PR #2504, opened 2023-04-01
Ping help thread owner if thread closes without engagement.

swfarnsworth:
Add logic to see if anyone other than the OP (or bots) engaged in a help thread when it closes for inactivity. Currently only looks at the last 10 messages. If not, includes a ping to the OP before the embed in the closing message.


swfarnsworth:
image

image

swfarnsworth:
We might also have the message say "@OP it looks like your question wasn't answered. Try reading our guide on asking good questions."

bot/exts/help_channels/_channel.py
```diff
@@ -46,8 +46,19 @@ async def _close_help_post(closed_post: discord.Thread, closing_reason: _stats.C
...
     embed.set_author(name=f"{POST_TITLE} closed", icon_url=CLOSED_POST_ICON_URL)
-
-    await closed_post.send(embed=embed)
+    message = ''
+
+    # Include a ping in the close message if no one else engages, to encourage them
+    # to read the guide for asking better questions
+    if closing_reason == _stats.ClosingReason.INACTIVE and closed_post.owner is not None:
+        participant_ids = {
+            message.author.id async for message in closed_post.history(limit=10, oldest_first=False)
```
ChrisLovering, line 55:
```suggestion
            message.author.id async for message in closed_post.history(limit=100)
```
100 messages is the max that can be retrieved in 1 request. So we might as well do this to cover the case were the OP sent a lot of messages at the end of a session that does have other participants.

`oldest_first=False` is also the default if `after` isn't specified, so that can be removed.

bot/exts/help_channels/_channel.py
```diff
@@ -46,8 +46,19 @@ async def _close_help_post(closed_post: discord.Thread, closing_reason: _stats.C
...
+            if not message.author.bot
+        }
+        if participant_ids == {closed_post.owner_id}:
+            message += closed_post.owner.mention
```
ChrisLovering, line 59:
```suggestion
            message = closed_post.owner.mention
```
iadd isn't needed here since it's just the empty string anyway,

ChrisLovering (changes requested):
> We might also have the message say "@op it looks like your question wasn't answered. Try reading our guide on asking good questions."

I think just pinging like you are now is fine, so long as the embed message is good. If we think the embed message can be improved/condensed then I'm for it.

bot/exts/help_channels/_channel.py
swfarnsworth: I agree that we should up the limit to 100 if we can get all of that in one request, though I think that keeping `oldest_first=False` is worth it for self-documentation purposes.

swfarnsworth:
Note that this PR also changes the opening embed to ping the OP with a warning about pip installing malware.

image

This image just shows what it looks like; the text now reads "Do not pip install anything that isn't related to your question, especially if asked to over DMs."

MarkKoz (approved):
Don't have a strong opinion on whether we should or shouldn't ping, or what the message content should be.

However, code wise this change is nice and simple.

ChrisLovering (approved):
- - - - - - -
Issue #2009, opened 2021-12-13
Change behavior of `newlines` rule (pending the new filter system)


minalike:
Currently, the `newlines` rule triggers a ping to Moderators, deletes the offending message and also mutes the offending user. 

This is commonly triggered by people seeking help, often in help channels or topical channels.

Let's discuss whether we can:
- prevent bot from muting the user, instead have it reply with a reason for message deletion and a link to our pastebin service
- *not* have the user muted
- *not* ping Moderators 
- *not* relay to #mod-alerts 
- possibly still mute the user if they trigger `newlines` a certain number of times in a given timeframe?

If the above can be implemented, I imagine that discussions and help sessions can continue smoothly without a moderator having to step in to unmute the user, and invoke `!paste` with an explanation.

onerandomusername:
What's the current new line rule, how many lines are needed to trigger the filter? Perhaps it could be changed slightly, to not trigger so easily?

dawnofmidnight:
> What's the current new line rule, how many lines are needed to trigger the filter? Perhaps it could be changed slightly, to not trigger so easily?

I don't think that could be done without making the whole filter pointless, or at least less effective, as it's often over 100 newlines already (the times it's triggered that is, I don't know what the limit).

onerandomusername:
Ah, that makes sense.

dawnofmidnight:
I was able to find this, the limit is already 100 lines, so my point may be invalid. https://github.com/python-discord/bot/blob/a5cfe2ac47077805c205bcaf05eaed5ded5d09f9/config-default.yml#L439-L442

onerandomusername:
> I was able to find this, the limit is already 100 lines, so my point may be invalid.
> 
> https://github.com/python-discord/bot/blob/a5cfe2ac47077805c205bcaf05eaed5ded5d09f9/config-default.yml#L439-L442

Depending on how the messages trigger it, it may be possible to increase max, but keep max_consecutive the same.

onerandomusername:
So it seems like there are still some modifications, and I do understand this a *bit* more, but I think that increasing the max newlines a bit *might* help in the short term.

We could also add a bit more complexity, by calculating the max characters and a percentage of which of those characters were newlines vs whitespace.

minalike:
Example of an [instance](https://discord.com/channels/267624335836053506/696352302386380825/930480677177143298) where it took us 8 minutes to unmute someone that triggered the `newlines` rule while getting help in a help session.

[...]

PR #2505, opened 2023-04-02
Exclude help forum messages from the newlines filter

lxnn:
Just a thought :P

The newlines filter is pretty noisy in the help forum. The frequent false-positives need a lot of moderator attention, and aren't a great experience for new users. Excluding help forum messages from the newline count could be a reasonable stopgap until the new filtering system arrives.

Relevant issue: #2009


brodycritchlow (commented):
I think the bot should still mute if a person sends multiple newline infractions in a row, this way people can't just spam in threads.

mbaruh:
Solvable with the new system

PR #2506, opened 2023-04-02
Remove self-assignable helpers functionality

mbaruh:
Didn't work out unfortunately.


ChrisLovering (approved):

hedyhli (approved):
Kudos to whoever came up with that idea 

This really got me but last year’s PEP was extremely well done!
- - - - - - -
What the task asks →
What you return must be an exact retyping of the lines above starting at the line with "PR #2506, opened 2023-04-02" and ending at the line with "This really got", and nothing besides.

Your response →
PR #2506, opened 2023-04-02
Remove self-assignable helpers functionality

mbaruh:
Didn't work out unfortunately.


ChrisLovering (approved):

hedyhli (approved):
Kudos to whoever came up with that idea 

This really got me but last year’s PEP was extremely well done!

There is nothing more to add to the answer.